What to work on
Give the count of lines in the entries that include "with", and write nothing besides it.

Excerpts from a dataset:
================
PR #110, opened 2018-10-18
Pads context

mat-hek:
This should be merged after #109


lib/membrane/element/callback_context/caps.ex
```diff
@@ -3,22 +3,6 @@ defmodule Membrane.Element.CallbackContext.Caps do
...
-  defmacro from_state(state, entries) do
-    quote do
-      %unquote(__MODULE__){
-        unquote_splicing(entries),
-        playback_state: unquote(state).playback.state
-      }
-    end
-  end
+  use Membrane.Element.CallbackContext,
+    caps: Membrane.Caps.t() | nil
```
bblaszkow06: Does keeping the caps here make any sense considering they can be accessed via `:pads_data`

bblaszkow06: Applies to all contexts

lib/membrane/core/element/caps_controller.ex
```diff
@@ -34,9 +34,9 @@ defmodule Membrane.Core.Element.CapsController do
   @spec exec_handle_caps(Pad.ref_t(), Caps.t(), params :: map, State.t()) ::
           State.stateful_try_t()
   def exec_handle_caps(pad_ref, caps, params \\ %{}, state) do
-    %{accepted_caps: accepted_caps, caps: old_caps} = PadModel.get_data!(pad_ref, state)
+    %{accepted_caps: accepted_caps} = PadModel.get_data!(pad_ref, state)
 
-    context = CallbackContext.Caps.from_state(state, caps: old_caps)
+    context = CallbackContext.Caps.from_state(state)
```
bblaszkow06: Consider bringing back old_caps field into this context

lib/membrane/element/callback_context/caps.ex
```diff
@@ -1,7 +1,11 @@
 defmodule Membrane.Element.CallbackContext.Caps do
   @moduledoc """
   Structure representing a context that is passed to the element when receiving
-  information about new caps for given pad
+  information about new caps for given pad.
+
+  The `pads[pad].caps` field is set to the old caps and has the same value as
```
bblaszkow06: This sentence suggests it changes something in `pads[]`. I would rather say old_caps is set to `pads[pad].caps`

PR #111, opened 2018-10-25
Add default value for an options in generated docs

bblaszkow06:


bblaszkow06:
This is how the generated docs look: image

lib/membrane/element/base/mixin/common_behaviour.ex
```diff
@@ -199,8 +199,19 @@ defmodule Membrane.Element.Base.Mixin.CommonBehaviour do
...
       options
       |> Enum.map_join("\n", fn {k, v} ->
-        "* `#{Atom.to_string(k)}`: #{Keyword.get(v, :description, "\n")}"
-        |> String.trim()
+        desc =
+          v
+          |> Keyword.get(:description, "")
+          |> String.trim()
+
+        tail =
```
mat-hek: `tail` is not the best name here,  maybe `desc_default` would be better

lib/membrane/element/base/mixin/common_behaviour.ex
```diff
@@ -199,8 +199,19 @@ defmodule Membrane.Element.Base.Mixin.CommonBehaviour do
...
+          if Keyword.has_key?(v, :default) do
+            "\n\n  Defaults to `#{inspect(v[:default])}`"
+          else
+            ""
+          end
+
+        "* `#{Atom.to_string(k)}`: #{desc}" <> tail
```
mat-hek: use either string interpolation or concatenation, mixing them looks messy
================
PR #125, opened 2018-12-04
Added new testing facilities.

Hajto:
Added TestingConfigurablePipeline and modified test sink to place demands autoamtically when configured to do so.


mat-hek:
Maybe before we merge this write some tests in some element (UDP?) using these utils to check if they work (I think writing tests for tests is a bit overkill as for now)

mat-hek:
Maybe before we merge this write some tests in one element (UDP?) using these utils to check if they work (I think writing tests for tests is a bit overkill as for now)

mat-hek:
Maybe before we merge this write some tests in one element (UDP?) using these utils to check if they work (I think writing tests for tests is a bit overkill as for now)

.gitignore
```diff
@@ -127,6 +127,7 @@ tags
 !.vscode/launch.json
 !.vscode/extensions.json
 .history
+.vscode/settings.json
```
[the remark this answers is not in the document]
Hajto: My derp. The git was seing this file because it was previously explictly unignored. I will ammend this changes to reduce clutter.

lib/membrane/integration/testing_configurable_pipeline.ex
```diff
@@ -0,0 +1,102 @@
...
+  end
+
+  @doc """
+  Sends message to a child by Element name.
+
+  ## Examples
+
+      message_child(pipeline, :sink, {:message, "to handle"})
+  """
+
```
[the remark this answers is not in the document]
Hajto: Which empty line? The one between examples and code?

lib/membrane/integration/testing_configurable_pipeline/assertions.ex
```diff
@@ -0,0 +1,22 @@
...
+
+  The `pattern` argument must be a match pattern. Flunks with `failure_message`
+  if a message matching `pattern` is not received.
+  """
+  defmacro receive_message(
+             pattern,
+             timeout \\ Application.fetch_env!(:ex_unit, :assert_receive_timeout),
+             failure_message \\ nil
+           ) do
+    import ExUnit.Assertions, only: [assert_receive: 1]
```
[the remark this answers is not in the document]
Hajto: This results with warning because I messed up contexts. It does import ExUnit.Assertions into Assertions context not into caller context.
================
Exercise response
2